- EXTRACTED RECORDS
PR #74, opened 2021-06-21
NP-2801: use  index instead of update.

axthosarouris:


search-commons/src/main/java/no/unit/nva/search/ElasticSearchHighLevelRestClient.java
```diff
@@ -179,15 +177,15 @@ private SearchRequest getSearchRequest(String term, int results, int from, Strin
     }
 
     private void doUpsert(IndexDocument document) throws IOException {
```
torarnet, line 179: doUpsert?

torarnet (approved):

svenngjeto (approved):

PR #89, opened 2021-07-05
bugfix: make es smaller

axthosarouris:


svenngjeto (approved):
We have tied used t2.small before, but with the changed import it might work better.. It's half the price...

PR #99, opened 2021-08-24
Framing example

brinxmat:
This is an example, don't merge the code

It shows how to frame the input to a coherent document.


brinxmat:
Example code, removed

PR #104, opened 2021-09-22
Separate batch indexing logic from lambda handler

axthosarouris:


batch-index/src/main/java/no/unit/nva/search/BatchIndexer.java
```diff
@@ -0,0 +1,118 @@
...
+import no.unit.nva.s3.UnixPath;
+import no.unit.nva.search.exception.SearchException;
+import nva.commons.core.JsonUtils;
+import nva.commons.core.attempt.Try;
+import nva.commons.core.exceptions.ExceptionUtils;
+import org.slf4j.Logger;
+import org.slf4j.LoggerFactory;
+import software.amazon.awssdk.services.s3.S3Client;
+
+public class BatchIndexer {
```
axthosarouris, line 26: The code in this class was mainly a cut-paste from the handler.

brinxmat (dismissed):

PR #370, opened 2013-07-23
Support CSS keyword values (aliases and non-transitional)

alancutter:
This patch is a replacement for the "support initial keyword" patch. Turns out it wasn't too big a step to generalise it to arbitrary keywords for animatable values.


web-animations.js
```diff
@@ -2899,6 +2891,8 @@ var colorType = {
   }
 };
 
+var colorType = addKeywordsToType(keywordlessColorType, ['currentColor']);
```
dstoc: since we don't need keyworlessColorType by itself, can we change this to

```
var colorType = typeWithKeywords(['currentColor'], {
  zero: ...,
  add: ...,
});
```

web-animations.js
```diff
@@ -3539,58 +3533,78 @@ var transformType = {
...
+  borderTopColor: colorType,
+  borderTopLeftRadius: percentLengthType,
+  borderTopRightRadius: percentLengthType,
+  borderTopWidth: lengthType,
+  bottom: percentLengthAutoType,
+  clip: addKeywordsToType(rectangleType, ['auto']),
+  color: colorType,
+  cx: lengthType,
+  fontSize: addKeywordsToType(percentLengthType, ['smaller', 'larger']), // TODO: Handle these properly.
+  fontWeight: addKeywordsToType(fontWeightType, ['lighter', 'bolder']), // TODO: Handle these properly.
```
dstoc: Didn't we handle them properly before?

dstoc: No, I was confused with normal/bold. Where did they go?

web-animations.js
```diff
@@ -3539,58 +3533,78 @@ var transformType = {
...
+  height: percentLengthAutoType,
+  left: percentLengthAutoType,
+  letterSpacing: addKeywordsToType(lengthType, ['normal']),
+  lineHeight: percentLengthType, // TODO: should be both number and percentLength
+  marginBottom: lengthAutoType,
+  marginLeft: lengthAutoType,
+  marginRight: lengthAutoType,
+  marginTop: lengthAutoType,
+  maxHeight: addKeywordsToType(percentLengthType,
+    ['none', 'max-content', 'min-content', 'fill-available', 'fit-content']),
```
dstoc: Indent at least 4 spaces when wrapping.

test/testcases/auto-test-initial.html
```diff
@@ -0,0 +1,208 @@
...
+word word word word</pre>
+
+
+<script src="../bootstrap.js"></script>
+<script>
+"use strict";
+
+
+document.timeline.play(new Animation(document.querySelector('#allToInitial'), [
+  {
```
dstoc: you can put { on the previous line and remove indentation

web-animations.js
```diff
@@ -2153,7 +2153,33 @@ var interpArray = function(from, to, f, type) {
   return result;
 };
 
-// TODO: This type does not handle 'inherit'.
+var addKeywordsToType = function(type, keywords) {
+  var isKeyword = {};
+  for (var i in keywords) {
+    isKeyword[keywords[i]] = true;
+  }
+  return createObject(type, {
```
dstoc, line 2161: Why createObject? Does type really have any other functions attached?

alancutter, line 2161: Just the zero() function though it's debatable whether that needs to be brought along or not.

web-animations.js
```diff
@@ -3647,9 +3755,15 @@ var fromCssValue = function(property, value) {
   if (value === cssNeutralValue) {
     return rawNeutralValue;
   }
+  if (value === 'inherit') {
+    return value;
+  }
   // Currently we'll hit this assert if input to the API is bad. To avoid this,
   // we should eliminate invalid values when normalizing the list of keyframes.
   // See the TODO in isSupportedPropertyValue().
+  if (property in propertyValueAliases) {
```
dstoc: This should probably go above the comment talking about the assert below.

web-animations.js
```diff
@@ -3600,6 +3618,87 @@ var svgProperties = {
...
+  backgroundPosition: { initial: '0% 0%' },
+  borderBottomColor: { initial: 'currentColor' },
+  borderBottomLeftRadius: { initial: '0px' },
+  borderBottomRightRadius: { initial: '0px' },
+  borderBottomWidth: borderWidthAliases,
+  borderLeftColor: { initial: 'currentColor' },
+  borderLeftWidth: borderWidthAliases,
+  borderRightColor: { initial: 'currentColor' },
+  borderRightWidth: borderWidthAliases,
+  borderSpacing: { initial: '2px' }, // Spec says this should be 0 but in practise it is 2px.
```
dstoc, line 3642: Does this depend on UA? Can we detect the correct value?

web-animations.js
```diff
@@ -3600,6 +3618,87 @@ var svgProperties = {
...
+  borderTopColor: { initial: 'currentColor' },
+  borderTopLeftRadius: { initial: '0px' },
+  borderTopRightRadius: { initial: '0px' },
+  borderTopWidth: borderWidthAliases,
+  bottom: { initial: 'auto' },
+  clip: { initial: 'rect(0px, 0px, 0px, 0px)' },
+  color: { initial: 'black' }, // Depends on user agent.
```
dstoc, line 3649: Can we detect it?

web-animations.js
```diff
@@ -3600,6 +3618,87 @@ var svgProperties = {
...
+    'x-small': '75%',
+    'small': '89%',
+    'medium': '100%',
+    'large': '120%',
+    'x-large': '150%',
+    'xx-large': '200%',
+  },
+  fontWeight: {
+    initial: '400',
+    normal: '400',
```
dstoc, line 3662: Ahh, I see.

web-animations.js
```diff
@@ -3647,9 +3755,15 @@ var fromCssValue = function(property, value) {
...
     return rawNeutralValue;
   }
+  if (value === 'inherit') {
+    return value;
+  }
   // Currently we'll hit this assert if input to the API is bad. To avoid this,
   // we should eliminate invalid values when normalizing the list of keyframes.
   // See the TODO in isSupportedPropertyValue().
+  if (property in propertyValueAliases) {
+    value = propertyValueAliases[property][value] || value;
```
dstoc: I think you need to check whether the result is undefined rather than using ||. eg. for propertyValueAliases['transform']['none'] which is falsy

web-animations.js
alancutter, line 3649: Without adding elements to the body and getting their computed style it's a bit tricky.

dstoc, line 3649: That should be fine. File a bug and we can fix later if you like.

web-animations.js
alancutter: Good catch!

web-animations.js
alancutter, line 3649: Will file bug. Implement dodgy solution?

dstoc, line 3649: I just meant leave it as is. We can detect it somehow later.

alancutter, line 3649: Okay, filed bug: #371.

web-animations.js
alancutter, line 3662: Good. (:

web-animations.js
alancutter, line 3642: Filed bug: #371.

web-animations.js

test/testcases/auto-test-initial.html
alancutter: Done.

web-animations.js

web-animations.js

PR #374, opened 2013-07-24
Support animating shorthand properties

alancutter:


web-animations.js
```diff
@@ -1585,6 +1585,107 @@ PathAnimationEffect.prototype = createObject(AnimationEffect.prototype, {
   }
 });
 
+var shorthandToLonghand = {
```
dstoc, line 1588: Can we determine these automatically?

I think there are only a few special cases where foo is not a shorthand of foo-bar.

dstoc, line 1588: See: http://lists.w3.org/Archives/Public/www-style/2013Jul/0329.html

alancutter, line 1588: It's certainly possible but we'd significantly lose code clarity.

dstoc, line 1588: We're going to need to support all shorthands at some point, I don't want to have to maintain a massive list.

Shall we file a bug to support all properties by generating this list?

alancutter, line 1588: We only need to expand the shorthands that alias animatable longhand properties rather than list all shorthands, the rest are already handled.
Filed #376.

PR #380, opened 2013-07-26
Disable assert and remove use of hasOwnProperty -- they are slow

dstoc:


web-animations.js
```diff
@@ -2063,7 +2065,7 @@ KeyframeAnimationEffect.prototype = createObject(AnimationEffect.prototype, {
       }
       this._cachedProperties = [];
       for (var p in properties) {
-        if (properties.hasOwnProperty(p)) {
+        if (p in properties) {
```
alancutter: Do we still need this check?

dstoc: Nope! Refactored.

web-animations.js
```diff
@@ -2096,22 +2096,22 @@ KeyframeInternal.prototype = {
     return this.rawValues[property];
   },
   addPropertyValuePair: function(property, value) {
-    console.assert(!this.cssValues.hasOwnProperty(property));
+    ASSERT_ENABLED && console.assert(!this.cssValues.hasOwnProperty(property));
     this.cssValues[property] = value;
   },
   hasValueForProperty: function(property) {
-    return this.cssValues.hasOwnProperty(property);
+    return property in this.cssValues;
```
alancutter, line 2103: I would add an assert here that hasOwnProperty() matches 'in' to be safe.

dstoc, line 2103: It does, since we initialize (line 2086) and populate (line 2100) cssValues ourselves

alancutter, line 2103: I see, all good then.

PR #386, opened 2013-08-01
Fixing the number matching logic in assert_styles (and associated tests).

mithro:
The following things were broken with the number matching logic;
- Scientific notation did not work (1.0e-9) was extracted as 1.0
- When the actual was shorter than expected you'd get a weird message about values not being NaN 
- When the actual was longer than expected, it would be doing an accidental startswith comparison.

This was discovered when trying to add fix precision checking to assert_styles.


test/bootstrap.js
```diff
@@ -167,6 +167,25 @@ function _assert_style_get(style, i) {
   }
 }
 
+
+/**
+ * Extract all the numeric values from a string.
+ */
+function _extract_numbers(v) {
```
dstoc: shouldn't need the split / reverse. you can do multi-match with something like this:

```
var re = /.../g;
var match;
var result = [];
while (match = re.exec(input)) {
  result.push(Number(match[0]));
}
return result;
```

mithro: I was originally trying to do something with the non-numeric parts to but that turned out to be harder then it looked.

Will change to your method.

test/testcases/auto-test-text-shadow-checks.js
```diff
@@ -12,9 +12,9 @@ timing_test(function() {
     assert_styles('body', {'textShadow':'rgba(64, 0, 0, 0.247059) 25px 25px 0px, rgba(64, 0, 0, 0.247059) 0px 25px 2px'});
   }, "Autogenerated");
   at(2, function() {
-    assert_styles('body', {'textShadow':'rgb(0, 0, 0) 0px 0px 0px'});
+    assert_styles('body', {'textShadow':'rgba(0, 0, 0) 0px 0px 0px, rgba(0, 0, 0) 0px 0px 0px'});
```
dstoc, line 15: If we merge https://github.com/web-animations/web-animations-js/pull/388 first, we probably don't need this.

mithro, line 15: Happy to rebase if we merge #388 first.

dstoc:
lgtm

PR #393, opened 2013-08-06
Add test failure expectations for Firefox and make Firefox gating.

mithro:


test/testcases/test-update-state.html
```diff
@@ -14,6 +14,17 @@
...
+
+<script>
+var expected_failures = {
+  'Updated style should be visible despite unrelated errors at t=5s': {
+    firefox: true,
+    message: "Floating point issues."
+  }
+};
+</script>
+Updated style should be visible
```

- WHAT IS NEEDED
Take every line from the records above that has the word "handler" and copy it.

- SOLUTION FOR THIS TASK
Separate batch indexing logic from lambda handler
axthosarouris, line 26: The code in this class was mainly a cut-paste from the handler.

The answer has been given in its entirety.